Mutual funds are the talk in Shanghai. The government is expected to clear new regulations permitting open-ended funds by this summer, and fund houses are scrambling to introduce products to a market hungry for new investment vehicles. A Chinese fund manager, tipped by rivals to be ahead of the pack, says speculation that his firm could launch a fund as early as April is overdone. He says the third quarter is more likely.

“We have no experience as a transfer agent,” he says. “We still need to set up a service centre, to hire 15-20 people to work the phones, to train them, to buy the equipment.” For now, his firm intends to do this work itself. Other fund management companies have outsourced this work for existing closed-end fund business. But these prevent investors from switching money in and out, so everyone faces the same problem of building new infrastructure for open-ended products, and without clear regulatory guideposts.

Some foreign fund managers, ebulliently predicting open-ended funds to launch in the next few weeks, are underestimating these bland but crucial points.

Distribution also needs to be ironed out before these funds, according to a domestic fund management executive. His firm wants to sell open-ended funds through bank channels, not through the Shanghai Stock Exchange, to reach a broader retail audience. His firm sees RMB6.7 trillion ($809.43 billion) in individual bank deposits, including some $6 billion worth of deposits in foreign currencies. “These people have a lot of funds and a desire to invest,” he observes.

Local fund managers are also scrambling to put together better investment and research teams. Because of the greater perils of running an open-ended fund in the event of a panic among investors – a frequent event in the A-share world – funds need to stay liquid and diversified in order to survive. Fund managers hope the market is big enough: there are 1100 listed companies and only 20-30% are worth holding. It is unclear how many open-ended mutual funds can fit into this market.

The biggest uncertainty about timing is, of course, what the regulators allow. The recent craze for B shares, now that locals are legally allowed to trade in themarket, has some fund managers concerned. The last thing either the China Securities Regulatory Commission or fund managers want is to launch a new product, and then see the B-share mania turn into a rout that carries A shares with them – an event most fund managers believe is a matter of when, not if.

They are quite confident, however, that barring a disaster in the stock market, demand will be strong. One domestic manager says the preliminary regulations dictate that a fund must raise RMB200 million before it can launch, but he believes an open-ended mutual fund can easily raise RMB2 billion-RMB5 billion. He expects such regulatory details to be officially published within a month.
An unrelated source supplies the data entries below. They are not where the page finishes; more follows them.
PR #122408, opened 2022-04-23
Fix URL for ZEsarUX release & add desc to cask file

floehopper:
It appears that the URL has changed slightly and this was preventing me from installing the cask.

I've also added a `desc` string to the cask file as recommended by `brew audit`.

I confirm that I have checked the following:


floehopper:
Sorry that the build failed for this PR initially - I think I've now fixed everything!

bevanjkay:
Thank you @floehopper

“China needs to build a product base that’s 100% domestic before it enters the World Trade Organization,” says a foreign investment manager. The authorities are expected to promulgate open-ended mutual fund regulations, “any day after the National People’s Congress meeting this week ... but I’ve been here since 1996 and this law has always been expected to be passed next month.”

Another unknown is how many fund managers, securities firms, or insurance companies will be allowed into open-ended mutual funds. The authorities tended to approve them in batches of three or four for closed-end funds, but it’s anyone’s guess what approach will be taken for a new product.

In the meantime, foreigners are signing memorandums of understanding with the 10 fund managers and 10 banks that will ultimately be allowed into this domestic game. Some of these range from substantial, historic relationships, and others are smoke and mirrors, but with the prospect of real joint ventures under WTO, there will be much attention paid to what domestic firms are doing open-ended mutual fund business, and how successfully.